▶ YOUR ASSIGNMENT: Check each line of the listing for the string "program". Copy those where it appears.

▶ ENTRIES PROVIDED:

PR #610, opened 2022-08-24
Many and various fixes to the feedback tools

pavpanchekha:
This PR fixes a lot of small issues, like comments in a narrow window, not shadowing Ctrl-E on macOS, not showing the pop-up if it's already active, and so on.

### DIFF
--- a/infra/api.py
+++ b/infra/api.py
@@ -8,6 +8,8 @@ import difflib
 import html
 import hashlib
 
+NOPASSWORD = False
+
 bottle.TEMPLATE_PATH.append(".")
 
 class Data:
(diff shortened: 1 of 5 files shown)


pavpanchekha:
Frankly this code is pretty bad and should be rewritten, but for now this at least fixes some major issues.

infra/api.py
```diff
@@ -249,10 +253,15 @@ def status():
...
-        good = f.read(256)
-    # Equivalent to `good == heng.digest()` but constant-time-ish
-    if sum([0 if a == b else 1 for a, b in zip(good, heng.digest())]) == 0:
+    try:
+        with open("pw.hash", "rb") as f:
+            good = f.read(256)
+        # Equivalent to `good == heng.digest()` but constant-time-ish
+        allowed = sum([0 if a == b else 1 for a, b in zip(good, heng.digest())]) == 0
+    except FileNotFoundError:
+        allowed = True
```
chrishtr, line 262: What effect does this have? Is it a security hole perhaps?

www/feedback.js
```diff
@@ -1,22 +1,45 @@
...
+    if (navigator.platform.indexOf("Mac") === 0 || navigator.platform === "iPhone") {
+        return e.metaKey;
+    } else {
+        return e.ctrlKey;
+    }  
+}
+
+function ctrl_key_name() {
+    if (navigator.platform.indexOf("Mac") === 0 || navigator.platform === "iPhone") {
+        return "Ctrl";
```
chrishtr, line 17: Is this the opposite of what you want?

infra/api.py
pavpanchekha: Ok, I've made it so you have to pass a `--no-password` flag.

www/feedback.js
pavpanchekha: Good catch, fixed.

---

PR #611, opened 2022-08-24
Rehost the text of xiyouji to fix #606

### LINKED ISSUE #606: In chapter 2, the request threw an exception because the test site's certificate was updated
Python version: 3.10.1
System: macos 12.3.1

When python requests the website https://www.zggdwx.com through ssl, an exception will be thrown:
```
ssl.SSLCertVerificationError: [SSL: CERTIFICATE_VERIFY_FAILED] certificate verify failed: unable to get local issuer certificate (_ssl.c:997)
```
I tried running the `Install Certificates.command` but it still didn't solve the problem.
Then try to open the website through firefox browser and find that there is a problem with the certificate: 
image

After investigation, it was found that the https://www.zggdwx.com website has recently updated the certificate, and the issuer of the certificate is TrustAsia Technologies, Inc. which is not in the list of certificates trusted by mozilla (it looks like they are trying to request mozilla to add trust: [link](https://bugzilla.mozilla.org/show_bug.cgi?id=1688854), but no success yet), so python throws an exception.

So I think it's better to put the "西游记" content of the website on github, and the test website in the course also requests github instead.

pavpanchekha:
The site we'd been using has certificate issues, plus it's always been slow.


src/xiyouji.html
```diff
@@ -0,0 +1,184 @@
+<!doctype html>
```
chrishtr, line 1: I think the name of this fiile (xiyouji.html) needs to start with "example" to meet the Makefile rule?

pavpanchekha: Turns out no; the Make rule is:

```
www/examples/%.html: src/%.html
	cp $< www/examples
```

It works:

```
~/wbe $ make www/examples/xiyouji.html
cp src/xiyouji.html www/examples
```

==

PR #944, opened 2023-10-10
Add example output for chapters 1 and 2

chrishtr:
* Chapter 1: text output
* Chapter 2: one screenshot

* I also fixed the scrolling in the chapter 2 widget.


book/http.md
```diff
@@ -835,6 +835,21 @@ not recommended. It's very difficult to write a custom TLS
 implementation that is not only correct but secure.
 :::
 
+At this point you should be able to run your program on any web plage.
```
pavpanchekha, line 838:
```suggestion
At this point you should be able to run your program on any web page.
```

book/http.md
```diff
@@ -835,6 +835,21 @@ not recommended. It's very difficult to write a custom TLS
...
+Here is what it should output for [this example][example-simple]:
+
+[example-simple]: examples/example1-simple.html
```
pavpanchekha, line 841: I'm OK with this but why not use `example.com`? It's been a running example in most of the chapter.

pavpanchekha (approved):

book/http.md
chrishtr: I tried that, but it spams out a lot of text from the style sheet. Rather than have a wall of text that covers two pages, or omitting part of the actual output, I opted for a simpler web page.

▶ WRITTEN ANSWER:
+At this point you should be able to run your program on any web plage.
At this point you should be able to run your program on any web page.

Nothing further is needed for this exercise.